Ethereum price has also crashed as the network faces intense competition from the likes of Base, Arbitrum, Sui, and Berachain. These chains have continued to gain market share in industries like decentralized finance (DeFi) and gaming. 

This trend has led to major changes in the crypto industry regarding revenues or fees. For a long time, Ethereum was the most profitable player in the crypto industry. Today, it has been passed by the likes of Jito, Uniswap, Tron, and Circle.

Bitcoin dominance has jumped

The ETH/BTC pair has also crashed because Bitcoin has outperformed Ethereum and other cryptocurrencies. 

Bitcoin price has just dropped 23% from its highest level this year. In contrast, most altoins are down by a bigger margin. For example, Ethereum price is down by over 53% from its highest level in December last year. Other tokens like Solana, Cardano, and Hedera Hashgraph have all plunged by over 30% in the same period. 

All this has led to a big increase in Bitcoin’s dominance. Data by TradngView shows that its dominance has surged to 62.25%, its highest level since March 2021. It has risen by over 60% from its lowest level in 2022. 

ETH/BTC price forecast

ETHBTC chart by TradingView

The weekly chart shows that the ETH to BTC  pair peaked at 0.088 BTC in 2021 and has now been in a strong downward trend 

It has already crashed below the key support level at 0.04911, the lowest swing in June 2022. 
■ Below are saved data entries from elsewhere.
Issue #319, opened 2024-06-12
Cannot get an existing Environment


desteves:
### What happened?

I'm attempting to get an existing Environment using the `pulumiservice.Environment` resource but I get `error: Preview failed: failed to unmarshal organization value from properties: map[]`

### Example

`index.ts`

```typescript
import * as pulumi from "@pulumi/pulumi";
import * as pulumiservice from "@pulumi/pulumiservice";


// pulumi config set envName aws-oidc-env

const config = new pulumi.Config();
const org = pulumi.getOrganization();
const envName = config.require("envName");
const envId =  `${org}/${envName}`;

const envRef =  pulumiservice.Environment.get(envId, envId);
```

### Output of `pulumi about`

CLI          
Version      3.119.0
Go Version   go1.22.3
Go Compiler  gc

Plugins
KIND      NAME           VERSION
language  nodejs         unknown
resource  pulumiservice  0.21.2

Host     
OS       darwin
Version  14.4.1
Arch     arm64

This project is written in nodejs: executable='/opt/homebrew/bin/node' version='v22.2.0'

### Contributing

Vote on this issue by adding a 👍 reaction. 
To contribute a fix for this issue, leave a comment (and link to your pull request, if you've opened one already).

IaroslavTitov:
I have reproduced the issue, but it so happened to be solved in https://github.com/pulumi/pulumi-pulumiservice/pull/326, which I was working on today. I will keep the issue open until I cut a new release, after that updating to new version will fix the issue.

IaroslavTitov:
The new release containing a fix is out - 0.21.4, resolving

PR #331, opened 2024-06-24
Codefreeze for 0.21.4

IaroslavTitov:


CHANGELOG.md
```diff
@@ -1,6 +1,12 @@
 CHANGELOG
 =========
 
+## 0.21.4
+
+### Miscellaneous
+
+- Fixed integ tests [#328](https://github.com/pulumi/pulumi-pulumiservice/issues/328)
```
komalali, line 8: I think the result was that this was not just fixing the tests? There were meaningful bug fixes included in this change. Can we please capture what we fixed for end users?

IaroslavTitov: Updated to include bug https://github.com/pulumi/pulumi-pulumiservice/issues/319, which was also fixed during the PR that fixed integ tests.

CHANGELOG.md
```diff
@@ -1,6 +1,13 @@
...
+- Fixed Environment Get function by fixing the resource's Read method [#319](https://github.com/pulumi/pulumi-pulumiservice/issues/319)
```
komalali, line 9: Should this be under `Bug Fixes`?

komalali (approved):

CHANGELOG.md
IaroslavTitov: Ah, you're right, I just added below without much thought

PR #334, opened 2024-06-25
Fix our deprecated actions usage

komalali:


IaroslavTitov (approved):
Thank you for bumping these up!

PR #115, opened 2016-12-17
Add Mixin debugging support

Minecrell:
Adds support for debugging Mixins the same way you can debug regular Java classes. See https://github.com/SpongePowered/Mixin/pull/155 for an explanation of how it works.

You will still not see the invocation of the injector while debugging, however you can step in the Mixin injector and/or set a breakpoint in a Mixin method.

### Implementation
There are 3 parts that implement the Mixin debugging support for IntelliJ IDEA:

- `MixinRunConfigurationExtension`: Automatically adds the Mixin option (`-Dmixin.sourceDebugExtension=true`) to the VM args when debugging a Mixin module.
- `MixinPositionManager`: Parses the `SourceDebugExtension` added by Mixin and returns the correct Mixin source file while debugging. It will also redirect all breakpoints to the target class so they will work at runtime.
- `MixinDebuggerClassFilterProvider`: Excludes `CallbackInfo` classes from the debugger. Since you don't see the invocation of the injector you need to use Step Into where you expect it to be, the constructor of `CallbackInfo` was just an additional confusing source it jumps to before going to the injector.

### DIFF
--- a/build.gradle.kts
+++ b/build.gradle.kts
@@ -75,6 +75,9 @@ dependencies {
         exclude(group = "org.jetbrains", module = "annotations")
     }
 
+    // Add tools.jar for the JDI API
+    compile(files(org.gradle.internal.jvm.Jvm.current().toolsJar))
+
     // Add an additional dependency on kotlin-runtime. It is essentially useless
     // (since kotlin-runtime is a transitive dependency of kotlin-stdlib-jre8)
     // but without kotlin-stdlib or kotlin-runtime on the classpath,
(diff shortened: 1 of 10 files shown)


DemonWav:
0/10 short branch name.

kashike:
https://github.com/SpongePowered/Mixin/issues/156

gabizou:
> 0/10 short branch name.

Clearly you haven't seen the branch names on Sponge.

Minecrell:
Changes in Mixin have been pushed, this is ready for merge now.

The pair has moved below the lower side of the descending channel that started in September 2022 and ended in late last year. 

ETH/BTC remains below the 50-week and 200-week Exponential Moving Averages. (EMA). It has also plunged below the key support at 0.0233, the lowest point in December 2020. 

Popular oscillators like the Relative Strength Index (RSI) and the Stochastic RSI have all continued falling. 

Therefore, the path of the least resistance for the pair is bearish, with the next level to watch being at 0.016, the lowest point in August 2019. This price target is about 32% below the current level. A move above the resistance at 0.03 will invalidate the bearish view.